Identity Provider Requirements¶
The OAuth identity provider must be configured with a client that supports the client credentials grant. At minimum:
- Client type: Confidential (i.e. has a client secret)
- Grant type: Client credentials (
grant_type=client_credentials) - Audience: If the Kafka broker validates the
audclaim in the access token, the identity provider must include an audience mapper that adds the expected audience value to the token.
Example¶
In this example we will ingest messages from a Kafka topic and store them as nodes in the graph.
Preparation¶
For this example we will run Kafka locally. Because Kafka depends on ZooKeeper, we will start that too. Download Kafka, and extract the files to your local filesystem. Start each of ZooKeeper and Kafka in separate terminal sessions by running each of the following commands from the directory where you extracted Kafka.

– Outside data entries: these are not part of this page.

PR #14177, opened 2016-09-02
Add snap banner to promote Weekend Reading

katebee:
## What does this change?

Return of the Habit Forming snaps! (see #13659)

Adds a test for the Weekend Reading promo. This test will show users a banner promoting the Weekend Reading email.

The banner co-opts the Membership Message banner to display a message to the visitor (see screenshot). It has a lower priority than the Breaking News banner, and will not appear again once a visitor has dismissed it.
- Users will only see the snap once
- Breaking news gets priority

The sign-up button will open a sign-up page in a new tab 
- Snap banner promotes the Weekend Reading email and leads to visitors signing up
- We can track interactions with the banner (through the CMP param on the URL) and see if these users complete the email sign-up process

No
## Screenshots

picture 207
## Request for comment

@joelochlann


static/src/javascripts/projects/common/modules/experiments/tests/weekend-reading-promo.js
```diff
@@ -0,0 +1,77 @@
...
+    uniq,
+    weekendReadingPromo
+) {
+    return function () {
+        this.id = 'WeekendReadingPromo';
+        this.start = '2016-09-01';
+        this.expiry = '2016-09-12';
+        this.author = 'Kate Whalen';
+        this.description = 'For just one pageview, show users a banner promoting the Weekend Reading email';
+        this.audience = 0;
```
jranks123: Should this be 0?

joelochlann:
👍  Looks good! Just wondering, should we really be using the a/b testing framework for this now? Isn't this now a "real thing"?

katebee:
@joelochlann good point; it could probably be moved to the feature switches 😅 

I wanted a quick way of checking if it should run, and an easy way of toggling it on/off
(when all you have is a :hammer:)

joelochlann:
The obvious problem I can foresee is that the switch will expire in a week - I imagine we probably don't want that

katebee:
That was actually my intention! I didn't know how long we were going to have the recruitment drive for, so decided to force myself to review it Monday, to ensure that we don't keep this live longer than needed

PR #14181, opened 2016-09-05
Remove Rio 2016 Olympics from nav

gtrufitt:
## What does this change?

Remove Rio 2016 Olympics from nav

@guardian/dotcom-platform


jfsoul:
👍

PR #14182, opened 2016-09-05
Extend link preconnect switch

rich-nguyen:
Extending this switch, we still haven't confirmed what the impact is of using `link-preconnect`


regiskuckaertz:
👍

PR #14184, opened 2016-09-05
Fix failing line of setup.sh script

MatthewJWalls:
## What does this change?

Fixes the setup.sh to allow it to run, by removing the accidentally left-in awscli install call (the function for which was removed in a previous commit)

success measured by the script not failing to run

no
## Screenshots

n/a
## Request for comment

The awscli install function was removed in a previous commit, but
the call was left in - and causes the script to fail. This change
removes the call

### DIFF
--- a/setup.sh
+++ b/setup.sh
@@ -145,7 +145,6 @@ main() {
   check_encryption
   create_aws_config
   install_homebrew
-  install_awscli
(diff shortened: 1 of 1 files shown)


johnduffell:
thanks! 👍 😊

PR #14185, opened 2016-09-05
Remove dead 404 test pages and routes

katebee:
## What does this change?
- Removes the routes for old 404 tests
- Removes (the subsequently) unused functions from Controller class
- Removes dead html and css 💀 
- What is dead may never die 🐙 

Nope


janua:
:+1:

PR #14189, opened 2016-09-05
Add campaign code for the smart app banner

marialivia16:
## What does this change?

Adds a campaign code to the Apple's smart app banner.

We will see in iTunes analytics how many people install our app by clicking on the smart app banner.

No


gtrufitt:
👍

PR #579, opened 2015-04-22
NOTES - CLIENT CONTACT

GayS:
Merged client contact and client contact (call center) scripts into one script with a secondary dialog box for the call center specific info.   Added the following updates:  auto-fill date & time, options explicit, case_number_finder, navigate_to_MAXIS_screen, and write_variable/write_bullet functions.


theVKC:
I think we have a logic issue in this script. Upon testing it, I've run into a problem with contact_type. Did you merge both dialogs together? It looks more like a checkbox for call center work, and not a merging of the two scripts together per se. But, perhaps I'm missing something. In any case, feel free to re-evaluate and resubmit if you'd like.

PR #598, opened 2015-04-30
Revw/mont patch 1

CDPotter:
added Ucase logic to make sure first page isn't skipped for workers with letters in their x#s


theVKC:
Hey @CDPotter, was this an existing issue on the list?

CDPotter:
I added the issue after discovering and fixing it.

PR #610, opened 2015-05-21
Caf pw  check patch

CDPotter:
Added 2nd PW check after dialog. This will allow workers to not worry about getting passworded out while writing a detailed case note.


theVKC:
Resolves #611. Nice work.

PR #659, opened 2015-06-02
Project louis part 1

RobertFewins-Kalb:
BIG update...

The script builds Household_array. The map of the array starts on line 152.

The script is build to only look at panels for household members that are relevant. For example, when looking at UNEA, the script only looks at UNEA for those household members that are children on PARE 01.

The script is programmed with a hard break on ELIG/DWP when FIATing to make sure that it does not jump ahead of MAXIS and dump information that is not relevant to the case.

MFIP is a much simpler ordeal.

Possible enhancement opportunity is multiple benefit month handling. That requires restructuring the script to pull the active or pending cash program off STAT/PROG to enable the script to handle the transition from DWP to MFIP. Currently, the script looks at CASE/CURR to determine the CASH program, but that is inadequate for multiple benefit month handling.

Questions?


theVKC:
Looks really good.

PR #682, opened 2015-06-09
CSES-FIX

lpshanley:
Corrected an issue on CSES that was resulting in the script stopping. The script was converting any value with an amount in the thousands to use a comma. This was causing the script to error as UNEA does not allow this as a value. Changed the format of FormatNumber(value,2) to FormatNumber(value,2,,,0) so that the script should now disallow the use of commas but should retain the 2 decimal places. (EX 1,000.98 = 1000.98).


theVKC:
I know this is unusual, but I'm actually going to deny this and pull it instead to a working branch I have set up for migrating away from Excel. Nice catch!

theVKC:
(You'll still get the credit that way instead of me getting the credit for this mod)

theVKC:
OK, never mind because I'm getting a pull error. I'll do it the old fashioned way.

lpshanley:
Problem Solved, Crisis Averted ☺

PR #683, opened 2015-06-09
Create BULK - ES DB Maintenance.vbs

courtrightd:
This is a very early version of a script to populate the ES database from rept/mfcm.


courtrightd:
Current versions of ES Referral, status update and the database maintenance scripts that function in SLC to read and write to DB.  Also a template of the access database.  The Status Update script includes dialogs that pull data from database.

PR #695, opened 2015-06-11
Privileged case handling added

### LINKED ISSUE #646: BULK - REVW/MONT closures can't handle PRIV cases in banks
When the script is run on a case bank, it errors out and stops when it hits a priv case that the worker doesn't have access to.  Major problem when it is case number 156 of 640. I'm thinking add logic to read screen on each case for the PRIV error message, if yes then dump case number to a file and skip to the next one.

courtrightd:
Resolves #646.  The script will now bypass privileged cases and give the worker a list of the ones it skipped in a msgbox at the end.


theVKC:
This looks FANTASTIC. Is it tested? I presume yes, but I would not be doing my job if I didn't ask. :)

courtrightd:
Yes, it is tested and working, though I only found 1 PRIV scenario for each report to test, so don’t get mad at me if next month a new issue is found.  ☺

theVKC:
OK, well I'm going to work it in then. :)

PR #697, opened 2015-06-11
Bulk find maepd medi cei

RobertFewins-Kalb:
This script looks through your REPT/ACTV to create a list of clients that are active on MA-EPD and eligible for Medicare Part B Reimbursement through the county.


theVKC:
Looks great! Remind me which issue(s) this solves?

Issue #684, opened 2015-06-09
LTC intake approval script issue with 'application date'


IlseFerris:
Looks like the edit box is not descriptive enough.  Needs to refer users to update the baseline date instead of the application date.  Also has some updating to do.

Oh, and I got this.

theVKC:
Good luck @IlseFerris!

theVKC:
Marking as critical because there was some functional problems with it...

PR #702, opened 2015-06-12
Ltc initial approval fix

IlseFerris:
* added proceed_confirmation
* updated case note header, & to case note if no * spenddown exists
* updated old custom functions
* updated dialog to have more specific MsbBox's    for errors.  
* Updated case note to note both the lookback period start and end date. 
* Updated MsgBox if date is not MM/DD/YYYY format.
* Added in other custom functions (cancel_confirmation)


theVKC:
Resolves #684. Going to also pull this into BETA for testing for a mid-month critical fix release.

Issue #401, opened 2015-02-18
Asset Assessment Note Script


tdahl21:
Hey All,

There seems to be an issue with the second page of the Marital Asset portion of the asset assessment script.  A coworker ran into an issue where the second page of the marital asset portion was not being written into the person note nor the Maxis casenote.   Thank you for checking into it!

theVKC:
Hmmm. I don't know of any issues with it. Of course, we have a case note function issue right now, which is being tested with Anoka and Goodhue (other beta counties should get the fix in the next day or two).

Any chance I can ask you to ask your coworker to try it again, and if it happens again, email me a case number to look at? I can dig into it and see what we can uncover, possibly tomorrow.

tdahl21:
Hey Veronica,

I'll send you the case # through SIR.

IlseFerris:
I'm pretty sure that the AA case note does not copy more than one page.  I can take this one

IlseFerris:
I can work on this tomorrow if that works for you

theVKC:
Sounds great! :)

PR #709, opened 2015-06-15
Updated to read up to 4 total marital asset screens & note them

IlseFerris:
.  There are up to 8 screens available, and time permitting will be updated with an array in the future.  also updated the case note to NOT case note empty blank asset spots into person or case note, updated old functions with new custom functions.


IlseFerris:
This resolves issue #401

PR #718, opened 2015-06-17
Ltc intake approval fix

RobertFewins-Kalb:
The script was calling the wrong function. This was causing the error reported by @khiestand


theVKC:
Repairs #719.

Issue #774, opened 2015-07-01
EMA mnsure app processing case note 


IlseFerris:
Hennepin county HC worker has requested this.
"We do a lot of EMA mnsure app processing and would love a case note script for this – probably would just be a spin off of the HCAPP case note."

Sounds pretty legit, any takers?

IlseFerris:
Add the following:
-	Have the heading read something to the effect of ***EMA mnsure app received 6/26/2015: approved***   
-	EMMA panel (put it in the case note near the imig stuff – like right under *Cit/ID:

***EMA mnsure app received 6/26/2015: approved***   
* HH comp: 1a - 48 y/o single undocumented female   
* Cit/ID: Member 01- non-citizen, no verifs provided
* EMMA: Begin Date – 06/26/2015 
> Medical emergency - 01 Phys Or Mntl Sudden Onset
> Health Consequence: 01 Health Jeopardy 
> Verification: OT Other Document  
* Notes on income: no income reported               

Omit the following: 
-	Schl/stin/stec
-	Coex/dcex
-	Assets
-	Stwk

PR #856, opened 2015-07-15
NOTES - LEP - EMA.vbs

devonne01:
This is a case note function that will allow workers to process EMA mnsure applications in Maxis


theVKC:
Resolves #774.

Issue #819, opened 2015-07-09
SNAP E&T letter defaulting to MEMB 01 when 2-digit MEMB number not used


IlseFerris:
I can take this. 

I will also update the case note to include which MEMB name and # is being referred to orientation.  Any other enhancements that anyone can think of? @courtrightd @ruthmaloney @CDPotter

PR #861, opened 2015-07-16
Snap e and t update

IlseFerris:
This function formats a string (y) being entered into a case note. This function retains the functionality from the old function write_new_line_in_case_note(x) but enables for line headers (bullet) and indentation.  The header must be stored in quotation marks. The function automatically places a colon ( : ) at the end of the header. 
The function also checks to determine if the case note needs to go further than 4 pages and will modify the case note header to read (1 or 2) and create a new case note with header and (2 of 2) if necessary.

Resolves issue #819

### DIFF
--- a/Script Files/MEMOS/MEMOS - SNAP E AND T LETTER.vbs
+++ b/Script Files/MEMOS/MEMOS - SNAP E AND T LETTER.vbs
@@ -1,3 +1,5 @@
+worker_county_code = "x127"
+
 'STATS GATHERING----------------------------------------------------------------------------------------------------
 name_of_script = "MEMO - SNAP E AND T LETTER.vbs"
 start_time = timer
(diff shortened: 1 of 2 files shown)


Script Files/MEMOS/MEMOS - SNAP E AND T LETTER.vbs
```diff
@@ -1,3 +1,5 @@
+worker_county_code = "x127"
```
theVKC: This won't work for 86 of the counties, @IlseFerris. :P

theVKC:
Closing this because of `worker_county_code`, @IlseFerris. Please fix that and resubmit. :)

IlseFerris:
Dang it, I knew I'd forget!  On it.

Script Files/MEMOS/MEMOS - SNAP E AND T LETTER.vbs
IlseFerris: Wait, what...

PR #891, opened 2015-07-23
New NOTE script for Proof of Relationship documents received.

kaleykobber:
This script is for case noting proof of relationship documents received for household members.


RobertFewins-Kalb:
@kaleykobber the script needs a script_end_procedure() on the last line for usage statistics

theVKC:
I think we can go ahead and add that this time, but we should include it in the best practices document.

PR #893, opened 2015-07-23
Update ACTIONS - PAYSTUBS RECEIVED.vbs

RobertFewins-Kalb:
Added all dialog variables as arguments through the custom function that loads the paystubs dialog. That should enable smooth sailing.


RobertFewins-Kalb:
If this doesn't work, then we need to stop accepting paystubs

PR #894, opened 2015-07-23
New Script for Lobby No Show Note

C-Love:
Script creates a case note when a client no shows to a lobby interview, includes option to send NOMI. @RobertFewinsKalb


theVKC:
@RobertFewins-Kalb, she meant to send that to you, I think. :)

PR #906, opened 2015-07-27
Worker number issue

CDPotter:
Worker number was being converted to add worker_county_code to the x_number variable no matter if it was already there or not (for solo runs). Tested on solo and batch and it seemed to work.


theVKC:
Is there a corresponding issue with this, @CDPotter? If so, can you tag it?

CDPotter:
There is now =) #909

Issue #912, opened 2015-07-28
NOTE - Pregnancy Reported


khiestand:
Hi,

I have written a new script this morning called "Pregnancy Reported."  This script will case note the following details:
HH Member Pregnant, Due Date, Conception Date, How the Pregnancy was reported, other comments/notes, Program/s pregnancy reported for, if MMIS was updated, and if verification request for cash was sent. 
The script will also update the stat/preg panel for the member that is pregnant.

Please assign this issue to me, thanks!

theVKC:
Say, I haven't wrapped the BETA release yet! If you want this included, can you pull it in? Or will you need a bit more time? Either way, way to go @khiestand! :)

khiestand:
@theVKC I am working on it with Robert, have a couple of things to clean up on it.  When would you need it by?

RobertFewins-Kalb:
If you intend to have it ready today, please let me know so I can update the NOTES main menu

khiestand:
@RobertFewins-Kalb @theVKC 
I think I have done all that I can do on it.  Might need more experienced scriptwriters to take a peek just to be sure.  If either of you think you will have time today, then great, if not, I can definitely go on the next release.  Thoughts?

RobertFewins-Kalb:
email me

I will update the main menu

PR #913, opened 2015-07-28
NOTES - PREGNANCY REPORTED.vbs

khiestand:
This is a case noting template that case notes details of a pregnancy reported to the agency.  It will also update the STAT/PREG panel for that member.

Having some troubles around line 144, also, when I run this in training region the case number doesn't auto-populate into the dialog.

Issue #912


RobertFewins-Kalb:
@theVKC , if you pull the script, I can submit a finish. @khiestand , I have addressed the issues in your documentation.

theVKC:
Get to it, @RobertFewins-Kalb! And thanks you two!

Issue #943, opened 2015-07-30
Enhancment BULK ADDR report


CDPotter:
It was suggested that we add a field for mailing addresses as well. I'm on it.

theVKC:
This is complete, but I'm waiting until after Monday's script release to send this through to beta/master.

PR #944, opened 2015-07-30
upgrades

CDPotter:
Added mailing address fields, and better comments. #943


theVKC:
@CDPotter, because this is an enhancement and we're testing the existing beta until Monday, I'm going to hold off on this, and will push it out with next week's beta release.

PR #969, opened 2015-08-06
Update MEMOS - SIGNIFICANT CHANGE.vbs

MelissaFox-Stearns:
Thanks for your help guys! @theVKC @RobertFewins-Kalb @IlseFerris
Significant Change script includes a spec/memo denial letter that is automatically sent if you are denying the request and can put out a Tikl if client is requesting for a future month. 
The script is written with the new Do..Loop process which brings up an error message if a mandatory field is not entered.

### DIFF
--- a/Script Files/MEMOS/MEMOS - SIGNIFICANT CHANGE.vbs
+++ b/Script Files/MEMOS/MEMOS - SIGNIFICANT CHANGE.vbs
@@ -46,79 +46,75 @@ IF IsEmpty(FuncLib_URL) = TRUE THEN	'Shouldn't load FuncLib if it already loaded
 END IF
 'END FUNCTIONS LIBRARY BLOCK================================================================================================
 
-BeginDialog SigChange_Dialog, 0, 0, 291, 245, "Significant Change"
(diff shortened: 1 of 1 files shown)


IlseFerris:
Cool script Mel!  You appear to be missing a couple steps after navigating to SPEC/MEMO.  You will need to: 
1. PF5 to create a new MEMO
2. EMWriteScreen "x", (row), (col) ---to select whom to send the memo to
3. Transmit

Then you'll be in edit mode :)

theVKC:
Hey @IlseFerris, from my view her script does this. You might not see it if you're looking at the diff summary instead of the raw file. I always check out the raw file before it goes up, and I see the PF5 et. al.

@MelissaFox-Stearns, it's in and it will be included in the beta. Nice job!

IlseFerris:
I was looking at the summary. Sorry for the scare @MelissaFox-Stearns.  

ANNNDD, I think I'm done thinking for today...ugh....

MelissaFox-Stearns:
LOL @IlseFerris  I know the feeling :)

bin/zookeeper-server-start.sh config/zookeeper.properties
bin/kafka-server-start.sh config/server.properties
With Kafka up and running, messages can be manually sent to the topic using the following command:
bin/kafka-console-producer.sh --bootstrap-server localhost:9092 --topic test-topic
>{"Message": "Hello, world."}
>^D
While kafka-console-producer.sh is running, messages are generated by inputting text followed by a new line. To end the program and stop generating messages, use Control-D.
Using a Recipe¶
The following is a simple Recipe that ingests each message from the Kafka topic as a node in the graph:
version: 1
title: Kafka Ingest
contributor: https://github.com/landon9720
summary: Ingest Kafka topic messages as graph nodes
description: Ingests each message in the Kafka topic "test-topic" as a graph node
ingestStreams:
- type: KafkaIngest
topics:
- test-topic
bootstrapServers: localhost:9092
format:
type: CypherJson
query: |-
MATCH (n)
WHERE id(n) = idFrom($that)
SET n = $that
standingQueries: [ ]
nodeAppearances: [ ]
quickQueries: [ ]
sampleQueries: [ ]
To run this Recipe, run Quine as follows:
❯ java -jar quine-1.10.0.jar -r kafka-ingest.yaml
Graph is ready
Running Recipe Kafka Ingest
Running Ingest Stream INGEST-1
Quine app web server available at http://localhost:8080
| => INGEST-1 status is running and ingested 0
Quine has downloaded the Recipe and begun execution. As shown above, use kafka-console-producer.sh to send a JSON record to the stream. Quine should immediately report that it has ingested the record.